Prompt -
Print every line of the listing below, starting with the line that holds "Hi, is there" and going on through the line that holds "--- a/Common/Core/PID/PIDResponse.h", both included, and print nothing else.

Data for analysis -
++++++++++++++++++++

PR #635, opened 2022-03-21
Remove TOF Signal from common user space

njacazio:
The TOF signal itself (especially in Run3) cannot be used alone to achieve PID, I propose therefore to keep it as a utility table and have it handled only by PID specific tasks. Of course it can always be computed also in specific tasks but I don't know if this will be a common use case.
Please have a look at the propose code modifications, there should not be significant changes apart in the ML section.
Thanks a lot!

### DIFF
--- a/ALICE3/TableProducer/alice3-pidTOF.cxx
+++ b/ALICE3/TableProducer/alice3-pidTOF.cxx
@@ -42,36 +42,6 @@ void customize(std::vector<o2::framework::ConfigParamSpec>& workflowOptions)
 
 #include "Framework/runDataProcessing.h"
 
-struct ALICE3tofSignal { /// Task that produces the TOF signal from the trackTime
-  Produces<o2::aod::TOFSignal> table;
-  bool enableTable = false;
-
-  void init(o2::framework::InitContext& initContext)
-  {
-    // Checking the tables are requested in the workflow and enabling them
-    auto& workflows = initContext.services().get<RunningWorkflowInfo const>();
-    for (DeviceSpec device : workflows.devices) {
-      for (auto input : device.inputs) {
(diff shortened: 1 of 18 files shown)


njacazio:
@akalweit  @saganatt @victor-gonzalez I think this is especially relevant

saganatt:
Hm, for PID ML TOF signal is one of the basic variables, next to the TPC signal. Cannot we still keep it there?

njacazio:
@saganatt yes, indeed it is used but without the event time I don't know how much it can help in the PID as it would be unbound unlike the TPC signal that can be used directly for PID

njacazio:
Before this can be merged we need confirmation from @saganatt if needed I can put this into draft PR

njacazio:
@iarsene thanks a lot for having a look, I think that the only non transparent changes are in the development of @saganatt Of course @akalweit and @victor-gonzalez please complain if this is not the case.

iarsene:
I think its still fine to leave it like this, unless @saganatt  Maja thinks she need more time.

iarsene:
@njacazio , @saganatt 
Hi, is there a solution for how we can proceed with this PR ? If not yet, lets then make it a draft please.

njacazio:
@iarsene apologies for the delay. 
Here we are with a working version which is completely transparent for the user (so far). 
**However** I realized that with this implementation the usage of dynamic columns that will try to access the expected TOF (e.g. `tofExpSignalEl`) value will fail because it will not find the tofSignal to subtract to the delta between the tofSignal and the expected signal.

Essentially if we merge this PR the expected times cannot be taken directly from the table but have to be recomputed again.
I don't know if this is then something we want.

PR #639, opened 2022-03-23
PID: Add table for TOF PID flags

njacazio:
- Now the user can access the information of the T0 during the analysis
- Update spectra tasks to subscribe to TOF flags

### DIFF
--- a/Common/Core/PID/PIDResponse.h
+++ b/Common/Core/PID/PIDResponse.h
@@ -662,6 +662,22 @@ const auto tpcExpSignalDiff(const o2::track::PID::ID index, const TrackType& tra
 
 } // namespace pidutils
 
+namespace pidflags
+{
+
+namespace enums
+{
+enum PIDFlags : uint8_t {
+  T0TOF = 0x1
+};
+}
+DECLARE_SOA_COLUMN(TOFFlags, tofFlags, uint8_t);         //! Flag for the complementary PID information
+DECLARE_SOA_COLUMN(TOFFlagsFull, tofFlagsFull, uint8_t); //! Flag for the complementary PID information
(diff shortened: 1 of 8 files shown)


iarsene (dismissed):

iarsene:
@ktf @jgrosseo 
This PR seems to still require an approval. Could one of you approve?

njacazio:
@iarsene thanks a lot for taking care of this, indeed it would be good if @jgrosseo shares the approach.
This is in view of the inclusion of the Ev. time from the FT0 that will need more flags to be introduced

iarsene:
> @iarsene thanks a lot for taking care of this, indeed it would be good if @jgrosseo shares the approach. This is in view of the inclusion of the Ev. time from the FT0 that will need more flags to be introduced

Hi @njacazio, i agree that we need this information, which existed also in Run1&2 if i remember correctly, but will be much more important in Run3&4.

Common/Core/PID/PIDResponse.h
```diff
@@ -662,6 +662,22 @@ const auto tpcExpSignalDiff(const o2::track::PID::ID index, const TrackType& tra
...
+{
+
+namespace enums
+{
+enum PIDFlags : uint8_t {
+  T0TOF = 0x1
+};
+}
+DECLARE_SOA_COLUMN(TOFFlags, tofFlags, uint8_t);         //! Flag for the complementary PID information
+DECLARE_SOA_COLUMN(TOFFlagsFull, tofFlagsFull, uint8_t); //! Flag for the complementary PID information
```
jgrosseo, line 675: The flags are different for the two cases (tiny and full)?

njacazio:
@jgrosseo this now creates only one table with the flag, at the time that the event time is computed. This is equivalent to the previous code but with only one table

jgrosseo (approved):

++++++++++++++++++++

Answer area -
Hi, is there a solution for how we can proceed with this PR ? If not yet, lets then make it a draft please.

njacazio:
@iarsene apologies for the delay. 
Here we are with a working version which is completely transparent for the user (so far). 
**However** I realized that with this implementation the usage of dynamic columns that will try to access the expected TOF (e.g. `tofExpSignalEl`) value will fail because it will not find the tofSignal to subtract to the delta between the tofSignal and the expected signal.

Essentially if we merge this PR the expected times cannot be taken directly from the table but have to be recomputed again.
I don't know if this is then something we want.

PR #639, opened 2022-03-23
PID: Add table for TOF PID flags

njacazio:
- Now the user can access the information of the T0 during the analysis
- Update spectra tasks to subscribe to TOF flags

### DIFF
--- a/Common/Core/PID/PIDResponse.h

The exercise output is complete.